I'm looking at three models (linear mixed effect) looking at crime. The first looks at total crime so there are ~96000 observations. In the second model, I look at crime as a function of crime type (so the DV is count and I include a categorical variable: property/violent and I have twice the number of observations: 192,000) with covariates (population, pop density, per capita income, education spending), and then in the last model I include an interaction between crime type and covariates (so crime * (population + population density + per capita income..., also 192,000 observations), in order to look at the "effects" of covariates on different levels of crime.
In the first model, I have an RMSE of .077; in the second, I have an RMSE of .17; and in the third model, I have an RMSE of .193. I'd expect that the RMSE would decrease as a function of crime type as the assumption would be that the model would better predict crime; however, that isn't the case. Is it just that the first model is the best predictive model? Also, I was wondering whether AICs are comparable if you have exactly twice the amount of observations; or is there still no way to compare model AICs with different #s of observations?

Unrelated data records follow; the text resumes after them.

PR #5727, opened 2024-12-09
Fix queries on item usage report

### LINKED ISSUE #5579: Item usage report showing different data on mSupply vs on OMS
## What went wrong? 😲
Numbers are different on both reports. Would expect numbers to be the same. Am on latest version of mSupply and OMS.

As an example, see item code: PMC834

Report comparisons:
mSupply:
Screenshot 2024-11-27 at 10 58 06 AM

OMS:
Screenshot 2024-11-27 at 10 58 24 AM

This is the stocklines on OMS and Legacy:
Screenshot 2024-11-27 at 11 08 07 AM

Screenshot 2024-11-27 at 11 08 50 AM

In stock has 1 extra item, stock on order is 0, expiring months is 0. 

## Expected behaviour 🤔
All the values of mSupply report and OMS report should match

## How to Reproduce 🔨

Generate a report on mSupply and on OMS and compare

## Your environment 🌱

- Open mSupply Version:

- Platform:

- Database type:

fergie-nz:
Fixes #5579

# 👩🏻‍💻 What does this PR do?

Fixes queries to show data item usage report.

You can test this by removing the existing item-usage report in your database, rebuilding standard reports, and then upserting the updated report. Note starting the server will automatically upsert built report.

I write this here because documentation of these commands isn't comprehensive now.

Also added totalStockOnHand to item stats query. This is what is being used on stockLine list view and OG reports for 'in stock' column. Previously was using availableStockOnHand which caused discrepancy.

For reviewers - the fastest way to get the new report is like so:

- [ ] Do not stop your server running instance.
- [ ] Manually delete the item-usage report from your database
- [ ] Open a new terminal and run:

```
cargo build &&  ./target/debug/remote_server_cli build-standard-reports && ./target/debug/remote_server_cli upsert-reports-json
```

Which will rebuild and upsert reports to the database name set up in your .yaml file.

# 🧪 Testing

- [ ] Run commands above to delete, rebuild, and upsert reports
- [ ] Go to reports
- [ ] Open item usage report
- [ ] See expiring in 6/12 months matches expected from OG
- [ ] See stock on hand also populated

### DIFF
--- a/server/reports/item-usage/2_3_0/src/expiringInSixMonths.postgres.sql
+++ b/server/reports/item-usage/2_3_0/src/expiringInSixMonths.postgres.sql
@@ -13,5 +13,5 @@ FROM stock_line s
 INNER JOIN item_link i ON i.id = s.item_link_id
 INNER JOIN this_month ON true
 INNER JOIN six_months ON true
-WHERE s.expiry_date >= this_month AND s.expiry_date < six_months AND s.store_id = $storeId
+WHERE s.expiry_date < six_months AND s.store_id = $storeId
 GROUP BY s.id, i.item_id
--- a/server/service/src/item_stats.rs
+++ b/server/service/src/item_stats.rs
@@ -22,6 +22,7 @@ pub struct ItemStats {
     pub total_consumption: f64,
     pub average_monthly_consumption: f64,
     pub available_stock_on_hand: f64,
+    pub total_stock_on_hand: f64,
     pub item_id: String,
     pub item_name: String,
 }
@@ -140,6 +141,7 @@ impl ItemStats {
                     .get(&stock_on_hand.item_id)
                     .copied()
                     .unwrap_or_default(),
+                total_stock_on_hand: stock_on_hand.total_stock_on_hand,
             })
             .collect()
     }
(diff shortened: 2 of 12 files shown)


server/reports/item-usage/2_3_0/src/expiringInSixMonths.postgres.sql
```diff
@@ -13,5 +13,5 @@ FROM stock_line s
 INNER JOIN item_link i ON i.id = s.item_link_id
 INNER JOIN this_month ON true
 INNER JOIN six_months ON true
-WHERE s.expiry_date >= this_month AND s.expiry_date < six_months AND s.store_id = $storeId
+WHERE s.expiry_date < six_months AND s.store_id = $storeId
```
fergie-nz, line 16: The line changes here don't make sense with what was changed.

This change removes condition that stock isn't expired.
Now expiring in 6/12 months columns will also show stock which has already expired. 
This matches behaviour of OG reports

server/service/src/item_stats.rs
```diff
@@ -151,8 +153,9 @@ impl ItemStats {
             available_stock_on_hand: row.available_stock_on_hand,
             item_id: requisition_line.item_row.id.clone(),
             item_name: requisition_line.item_row.name.clone(),
-            // TODO: Implement total consumption
+            // TODO: Implement total consumption & total_stock_on_hand
             total_consumption: 0.0,
+            total_stock_on_hand: 0.0,
```
fergie-nz, line 158: This is a bit gross. Currently unused in the context where it is defaulted to 0.

Maybe worth separating into a different struct?

andreievg: I am tempted to make another query just for the report (and not add total_stock_on_hand, but I think since total_consumption is also set to zero here, I think it should be ok, thanks

andreievg (approved):
Looks good to me thanks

This is the function I'm using to compute RMSE
RMSE = function(m, o,n){
(sqrt(mean((m - o)^2)))/n
}
The first model is lmer(log(CRIME_TOTAL + 1) ~ cent.log.pop + cent.log.pop.dens + per_capita_income + cent.EXP_STUDENT + white + diff.dem + black + median_gross_rent + ba + prop5.17.pov + asian + hs + officers + no.grad.hs + (year|PLACE_ID) + (1|COUNTY_ID) + (1|STATE), control = lmerControl(optimizer= "nloptwrap", calc.derivs = FALSE), na.action = 'na.omit', REML = FALSE, city)
The second model is lmer(log(COUNT + 1) ~ CRIME*cent.EXP_STUDENT + cent.log.pop + cent.log.pop.dens + per_capita_income + white + diff.dem + black + median_gross_rent + ba + prop5.17.pov + asian + hs + officers + no.grad.hs + (year|PLACE_ID) + (1|COUNTY_ID) + (1|STATE), control = lmerControl(optimizer= "nloptwrap", calc.derivs = FALSE), na.action = 'na.omit', REML = FALSE, city.v.p)
And the third model is lmer(log(COUNT + 1) ~ CRIME*( cent.log.pop + cent.log.pop.dens + white + black + per_capita_income + no.grad.hs + prop5.17.pov + ma.plus + hs + ba + median_gross_rent+cent.EXP_STUDENT +unemployment_rate + asian + diff.dem) + officers + (year|PLACE_ID) + (1|COUNTY_ID) + (1|STATE), control = lmerControl(optimizer= "nloptwrap", calc.derivs = FALSE), na.action = 'na.omit', REML = FALSE, city.v.p)
Thanks!